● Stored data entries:
____

PR #1893, opened 2026-08-30
fix(jq): string-slice terminal write runs the update filter before refusing

### LINKED ISSUE #1876: jq: string slice's terminal write refuses without running edit's side effects first
**Severity: Low** (only observable when the update filter through a string-slice write has a side effect or its own error)

## Summary

`through_slice`'s `OwnedValue::String(_)` terminal arm (`src/jq/eval.rs`, `terminal_write: true` case) returns `Err(cannot_update_string_slices())` immediately, without ever calling `edit` — unlike every other arm in the function, which always runs `edit` first and only then decides what to do with the result.

Real jq evaluates the update filter's side effects before rejecting a string-slice write.

```
$ echo '"hello"' | jq '.[0:2] |= (debug|9)'
["DEBUG:","he"]
jq: error (at <stdin>:0): Cannot update string slices

$ echo '"hello"' | succinctly jq '.[0:2] |= (debug|9)'
jq: error (at <stdin>:0): Cannot update string slices
(no debug output on stderr)
```

```
$ echo '"hello"' | jq '.[0:2] |= error("boom")'
jq: error (at <stdin>:0): boom

$ echo '"hello"' | succinctly jq '.[0:2] |= error("boom")'
jq: error (at <stdin>:0): Cannot update string slices
(the "boom" error() call never fires)
```

succinctly silently discards the filter's `debug` output and swallows its own `error()` call,
reporting the generic string-slice message in both cases instead.

## Discovery context

Found live during #1873's code review (`through_slice`'s `Null` arm neighbor) — confirmed
identical on `origin/main` before #1873, not a regression. #1873's own new `Null`-arm no-op
depends on `edit` always running first so its side effects/errors are the real answer; this
sibling `String` terminal arm violates that same invariant by skipping `edit` entirely.

## Scope note

A fix likely means running `edit` against a throwaway substring (mirroring the `!terminal_write`
`String` arm just above it, which already does this) before deciding whether to raise
`cannot_update_string_slices` — propagating any error/side-effect `edit` produces, and only
falling back to the generic message if `edit` itself succeeds. Filing to make this trackable, not
blocking.

### LINKED ISSUE #1883: jq: a compound assign through a string slice reports `Cannot update string slices` where jq reports the arithmetic error
**Severity: Low** (error-message wording only — exit code and failure/success are already correct)

## Summary

A compound assignment through a slice of a *string* reports succinctly's own
`Cannot update string slices` where real jq reports the underlying arithmetic
failure. Both raise, both exit 5; only the message differs.

## Repro (jq 1.7.1, confirmed live)

```console
$ echo '"s"' | jq -c '.[0:1] += 1'
jq: error (at <stdin>:1): string ("s") and number (1) cannot be added

$ echo '"s"' | succinctly jq -c '.[0:1] += 1'
```

Same for `-=` (`cannot be subtracted`).

## Status

The unparenthesized spelling above has always behaved this way. The
parenthesized form `(.[0:1]|.) += 1` used to produce jq's message by accident:
`update_path`'s slice arm hardcoded `terminal_write: false`, which skipped
`through_slice`'s `OwnedValue::String` terminal refusal and let the edit run,
surfacing the arithmetic error instead.

#1428 made that flag accurate (it is documented as "whether this call's own
`edit` closure *is* the write", and for an `Identity` tail it is), because the
wrong value had started swallowing a genuine error once `through_slice`'s
`Null` arm learned to no-op for read-throughs. As a side effect the two
spellings now agree — on succinctly's message rather than jq's.

So this is not new behaviour so much as newly *consistent* behaviour, and the
divergence is now visible in one place rather than two.

## Root cause direction

`through_slice`'s `OwnedValue::String if terminal_write` arm
([src/jq/eval.rs](src/jq/eval.rs)) refuses before the edit runs. Real jq
evaluates the update first and reports whatever that produces; only a
successful non-string result then hits the "cannot update string slices"
refusal. Reordering (attempt the edit against the sliced string, refuse only if
it would have succeeded) would match jq for both spellings — but that arm's
current shape is load-bearing for #1303, so the interaction wants checking
before it is moved.

## Why this is separate from #1428

#1428 is about autovivification surviving a write that never happens. This is
the wording of an error on a path that correctly fails either way, on a
*string* target, and it predates #1428 for the spelling users actually write.

newhoggy:
Fixes #1876, Fixes #1883.

Bundled together (same root cause: `through_slice`'s `OwnedValue::String`
terminal-write arm in `src/jq/eval.rs`, both found via #1873's own code
review).

## Root cause

`through_slice`'s `OwnedValue::String` terminal-write arm refused with the
generic `Cannot update string slices` message immediately, without ever
running the update filter (`edit`) — unlike its `!terminal_write` sibling
just above it (and every other arm in this function), which always runs
`edit` first and only then decides what to do with the result.

Real jq evaluates the update filter's side effects and surfaces its own
errors *before* refusing the write.

## Repros (confirmed live against jq 1.7.1)

```console
$ echo '"hello"' | jq '.[0:2] |= (debug|9)'
["DEBUG:","he"]
jq: error (at <stdin>:0): Cannot update string slices
$ echo '"hello"' | succinctly jq '.[0:2] |= (debug|9)'   # pre-fix: no debug output at all
jq: error (at <stdin>:0): Cannot update string slices

$ echo '"hello"' | jq '.[0:2] |= error("boom")'
jq: error (at <stdin>:0): boom
$ echo '"hello"' | succinctly jq '.[0:2] |= error("boom")'   # pre-fix: "boom" never fires
jq: error (at <stdin>:0): Cannot update string slices

$ echo '"s"' | jq -c '.[0:1] += 1'
jq: error (at <stdin>:1): string ("s") and number (1) cannot be added
$ echo '"s"' | succinctly jq -c '.[0:1] += 1'   # pre-fix: wrong message
```

## Fix

Mirrors the `!terminal_write` arm: run `edit` against the same throwaway
substring, propagate whatever it produces via `?`, and only raise the
refusal once `edit` itself has succeeded (matching the `debug` case above,
where the refusal is still correct — only the *ordering* relative to `edit`
changed).

Confirmed this doesn't reach yq mode at all: yq's string-slice writes
(`=`/`+=`/`-=`/`*=`) always route through the separate `OwnedValue::String
if container_noop` arm a few lines above, which was already correct and
unaffected either way (verified byte-identical against pre-fix `main` for
`+=`/`-=`/`=` on a YAML string-scalar slice).

## Testing

Added `test_string_slice_terminal_write_runs_edit_before_refusing_1876_1883`
covering all repros above plus a control (an update filter that succeeds
with an ordinary value still gets refused, just after running).

`cargo doc --all-features`. All existing slice-related tests (40) pass
unaffected.

### DIFF
--- a/src/jq/eval.rs
+++ b/src/jq/eval.rs
@@ -17443,40 +17443,38 @@ fn through_slice<E: From<EvalError>>(
             Ok(())
         }
         // jq reads a string slice but will not write one back, whatever the
-        // replacement — the refusal beats the non-array one above. But
-        // that refusal is only correct once the slice itself *is* the
-        // write; a chained path with more path after the slice
-        // (`terminal_write: false`) needs the read-through substring
-        // handed to `edit` instead, so *that* navigation's own outcome —
-        // a genuine failure (`del(.a[0:1].b)` -> "Cannot index string
-        // with string \"b\"", matching `.a[0:1].b = 5`'s identical real-jq
-        // message) or a `?`-suppressed no-op (`del(.a[0:1][0]?)`,
-        // `.a[0:1].b? = 5`) — is the answer, not this refusal (#1321,
-        // confirmed live both ways against real jq for `del()` and `=`).
-        OwnedValue::String(_) if !terminal_write => {
-            let mut throwaway = slice_owned_value(root, start, end, optional)?
-                .expect("Array/String target always yields Some from slice_owned_value");
-            edit(&mut throwaway)
-        }
-        // #1876/#1883: real jq evaluates the update filter's side effects
-        // (and surfaces its own errors) *before* refusing the write --
-        // this arm used to refuse immediately, discarding `edit` entirely,
-        // so a `debug`/`stderr` side effect never fired and a genuine
-        // `error(...)`/arithmetic type error inside the update filter was
-        // replaced by this generic message instead of propagating.
-        // Mirrors the `!terminal_write` arm just above: run `edit` against
-        // the same throwaway substring, propagate whatever it produces via
-        // `?`, and only *then* raise the refusal once `edit` itself has
-        // succeeded (confirmed live against jq 1.7.1: `"hello" | .[0:2] |=
-        // (debug|9)` prints the debug line before still refusing with this
-        // same message; `"hello" | .[0:2] |= error("boom")` raises "boom"
-        // instead; `"s" | .[0:1] += 1` raises the real arithmetic error,
-        // not this one).
+        // replacement -- but that refusal (`terminal_write: true`) is only
+        // correct once the slice itself *is* the write; a chained path with
+        // more path after the slice (`terminal_write: false`) needs the
+        // read-through substring handed to `edit` instead, so *that*
+        // navigation's own outcome -- a genuine failure (`del(.a[0:1].b)`
+        // -> "Cannot index string with string \"b\"", matching
+        // `.a[0:1].b = 5`'s identical real-jq message) or a
+        // `?`-suppressed no-op (`del(.a[0:1][0]?)`, `.a[0:1].b? = 5`) -- is
+        // the answer, not the refusal below (#1321, confirmed live both
+        // ways against real jq for `del()` and `=`).
+        //
+        // Either way, `edit` always runs first against the same throwaway
+        // substring and its outcome is always propagated via `?` before
+        // either disposition is decided (#1876/#1883): an earlier version
+        // of the `terminal_write: true` case refused immediately without
+        // ever calling `edit`, discarding a `debug`/`stderr` side effect
+        // entirely and replacing a genuine `error(...)`/arithmetic type
+        // error inside the update filter with this generic refusal instead
+        // of propagating it (confirmed live against jq 1.7.1: `"hello" |
+        // .[0:2] |= (debug|9)` prints the debug line before *still*
+        // refusing with this same message; `"hello" | .[0:2] |=
+        // error("boom")` raises "boom" instead; `"s" | .[0:1] += 1` raises
+        // the real arithmetic error, not this one).
         OwnedValue::String(_) => {
             let mut throwaway = slice_owned_value(root, start, end, optional)?
                 .expect("Array/String target always yields Some from slice_owned_value");
             edit(&mut throwaway)?;
-            Err(EvalError::cannot_update_string_slices().into())
+            if terminal_write {
+                Err(EvalError::cannot_update_string_slices().into())
+            } else {
+                Ok(())
+            }
         }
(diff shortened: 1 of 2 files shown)


newhoggy:
Ran the mandatory code review (4 findings survived, with two independent
verification passes on the riskiest one). Addressed:

**Confirmed correct, no change needed (2 independent verification agents,
high confidence):** a reviewer hypothesized this fix could change behavior at
`del()`'s `Expr::Iterate` call site, which forces `terminal_write: yq_mode`
into the same arm this PR modified. Both agents independently built pre-fix
`main` and post-fix `HEAD`, ran an exhaustive sweep of `del()` shapes
(`del(.[][0:1].c)`, `del(.[][0:1][0])`, `del(.[][0:1][2:3])`, computed
bounds, etc.) against both, and found byte-identical output everywhere —
corroborated by a structural case analysis of `yq_del_slice_outcome`'s four
outcomes showing this call site can't reach the modified arm with a String
target and pending `rest`. No regression.

**Fixed:** the comment at that same call site made a now-false claim ("keeps
`through_slice`'s String arm on its old, unconditional refusal") — this PR's
fix means that arm no longer refuses unconditionally, it runs `edit` first.
Rewrote it to state what's actually believed true (edit is presumed to
always no-op/error before producing an observable difference here, not
proven structurally impossible) so a future change to `yq_del_slice_outcome`
has something accurate to re-verify against.

**Fixed:** the new terminal-write arm had become a near-duplicate of its
`!terminal_write` sibling (same setup, differing only in final `Ok`/`Err`).
Merged into one arm running the shared logic once, branching only on
`terminal_write` for the disposition — behavior-preserving (verified: `edit(&mut throwaway)`
is exactly `edit(&mut throwaway)?; Ok(())` via `?` propagation).

**Fixed:** tightened the `debug` test's assertion from a bare `"DEBUG:"`
substring check to the exact payload (`["DEBUG:","he"]`), so a regression in
what's handed to the update filter (e.g. the whole string instead of the
sliced substring) would actually fail the test.

**Filed as follow-up, not fixed here (confirmed pre-existing, same on
`main`):** #1894 — `through_slice`'s String/Array terminal-write arms don't
special-case an `empty`-yielding update filter the way real jq's `|=`
does (`.[0:2] |= empty` should delete the slice, not raise). This PR's fix
was a necessary prerequisite (an early unconditional refusal can't observe
`edit`'s output at all) but doesn't implement the special case itself, since
that needs a real protocol change to `through_slice`'s `edit` closure
signature, not a small addition to the arms this PR touches.

Full local verification re-run after these fixes and a rebase onto
`main` (which had advanced 8 commits): build/test/clippy under both default
and full (`cli,simd,regex,serde`) feature sets, plus `--no-default-features`
and `cargo doc --all-features`. All green.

____

● Task statement: The lines above, starting at the one with "(diff shortened: 1 of 2 files shown)" and ending at the one with "into the same", are the only ones to return, exactly as written.

● Your response:
(diff shortened: 1 of 2 files shown)


newhoggy:
Ran the mandatory code review (4 findings survived, with two independent
verification passes on the riskiest one). Addressed:

**Confirmed correct, no change needed (2 independent verification agents,
high confidence):** a reviewer hypothesized this fix could change behavior at
`del()`'s `Expr::Iterate` call site, which forces `terminal_write: yq_mode`
into the same arm this PR modified. Both agents independently built pre-fix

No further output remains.